___ Records shown ___

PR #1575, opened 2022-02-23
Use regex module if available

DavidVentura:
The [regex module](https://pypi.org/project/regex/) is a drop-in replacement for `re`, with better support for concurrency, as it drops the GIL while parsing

___
___ Records shown ___

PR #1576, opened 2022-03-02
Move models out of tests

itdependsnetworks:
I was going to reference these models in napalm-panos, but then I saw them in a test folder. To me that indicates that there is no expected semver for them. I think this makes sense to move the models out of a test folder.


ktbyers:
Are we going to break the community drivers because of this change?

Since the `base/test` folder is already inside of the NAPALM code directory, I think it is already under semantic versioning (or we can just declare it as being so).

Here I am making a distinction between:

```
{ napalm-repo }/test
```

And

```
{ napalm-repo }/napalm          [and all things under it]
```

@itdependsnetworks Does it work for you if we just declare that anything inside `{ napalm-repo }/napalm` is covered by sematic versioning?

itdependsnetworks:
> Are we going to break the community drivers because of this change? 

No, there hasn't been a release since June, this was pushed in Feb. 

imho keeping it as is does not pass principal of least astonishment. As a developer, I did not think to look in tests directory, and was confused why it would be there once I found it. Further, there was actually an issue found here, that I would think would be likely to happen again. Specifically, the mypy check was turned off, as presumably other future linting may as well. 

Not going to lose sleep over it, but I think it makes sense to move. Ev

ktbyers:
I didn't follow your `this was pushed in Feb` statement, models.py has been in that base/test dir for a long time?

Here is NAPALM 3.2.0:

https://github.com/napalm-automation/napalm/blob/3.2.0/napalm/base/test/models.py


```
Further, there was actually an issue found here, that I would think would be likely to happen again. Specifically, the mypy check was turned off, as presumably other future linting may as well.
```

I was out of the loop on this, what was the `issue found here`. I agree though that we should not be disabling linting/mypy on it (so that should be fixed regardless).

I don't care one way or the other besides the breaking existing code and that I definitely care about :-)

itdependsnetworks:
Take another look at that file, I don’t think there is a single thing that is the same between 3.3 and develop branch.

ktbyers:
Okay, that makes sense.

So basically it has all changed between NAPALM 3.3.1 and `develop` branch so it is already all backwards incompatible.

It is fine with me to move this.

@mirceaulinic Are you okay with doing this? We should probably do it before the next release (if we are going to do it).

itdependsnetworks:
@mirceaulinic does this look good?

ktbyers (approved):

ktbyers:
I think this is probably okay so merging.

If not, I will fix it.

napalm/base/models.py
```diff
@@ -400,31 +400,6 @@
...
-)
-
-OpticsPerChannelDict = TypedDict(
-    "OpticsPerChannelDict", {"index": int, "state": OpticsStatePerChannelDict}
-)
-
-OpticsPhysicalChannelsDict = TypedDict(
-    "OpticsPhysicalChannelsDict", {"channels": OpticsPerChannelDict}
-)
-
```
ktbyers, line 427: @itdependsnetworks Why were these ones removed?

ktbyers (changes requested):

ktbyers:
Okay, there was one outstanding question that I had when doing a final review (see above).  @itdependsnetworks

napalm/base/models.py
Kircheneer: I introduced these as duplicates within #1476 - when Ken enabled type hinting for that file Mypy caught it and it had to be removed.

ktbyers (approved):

___

§ **The problem**
Filter the records above and return every line that holds the word "turned".

§ **Answer for this exercise**
imho keeping it as is does not pass principal of least astonishment. As a developer, I did not think to look in tests directory, and was confused why it would be there once I found it. Further, there was actually an issue found here, that I would think would be likely to happen again. Specifically, the mypy check was turned off, as presumably other future linting may as well. 
Further, there was actually an issue found here, that I would think would be likely to happen again. Specifically, the mypy check was turned off, as presumably other future linting may as well.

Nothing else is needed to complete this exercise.